### [What the task requires]
Count every line in the data below where the word "must" appears, then state only that count.

### [Given data]
*-*-*
PR #380, opened 2017-03-02
Adds lastModified to page object

cperryk:
[Trello](https://trello.com/c/deJDnM1D/25-thecut-com-articles-xml-sitemap)

This change adds a `lastModified` property to the page object and updates Amphora's tests accordingly.

This data is needed for sitemaps — by our requirements, each URL in a sitemap must have a `lastmod` element.

### DIFF
--- a/lib/services/pages.js
+++ b/lib/services/pages.js
@@ -282,6 +282,8 @@ function publish(uri, data, locals) {
         // make public
         addOpToMakePublic(ops, prefix, publicUrl, uri);
 
+        pageData.lastModified = new Date().toISOString();
+
         // add page PUT operation last
         return addOp(references.replaceVersion(uri, published), pageData, ops);
       });
--- a/lib/services/pages.test.js
+++ b/lib/services/pages.test.js
@@ -16,7 +16,8 @@ const _ = require('lodash'),
 describe(_.startCase(filename), function () {
   const timeoutConstant = 100;
   let sandbox,
-    savedTimeoutConstant;
+    savedTimeoutConstant,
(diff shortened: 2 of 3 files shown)


lib/services/pages.test.js
```diff
@@ -26,6 +27,7 @@ describe(_.startCase(filename), function () {
     sandbox.stub(notifications, 'notify');
     sandbox.stub(timer);
     sandbox.stub(winston);
+    clock = sinon.useFakeTimers();
```
cruzanmo: Can use `sandbox.useFakeTimers();` so that it does not need to be manually restored.

lib/services/pages.js
```diff
@@ -282,6 +282,8 @@ function publish(uri, data, locals) {
         // make public
         addOpToMakePublic(ops, prefix, publicUrl, uri);
 
+        pageData.lastModified = new Date().toISOString();
```
cruzanmo: Do we want this in amphora? The publishing chain could handle it in the sites instance.

cperryk: Not sure. I see two arguments for putting it here:

*  Amphora plugins, like `clay-sitemaps`, can expect it to be there.
* Either way, Amphora must make an exception for the `lastModified` key in `references.omitPageConfiguration`. Amphora hard-coding an exception like this because of logic outside of it is bad architecture, IMO. (This is what's going on with `urlHistory`).

cperryk:
Closing in favor of [this sites ticket](https://github.com/nymag/sites/pull/2689).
*-*-*
### [Task result]
2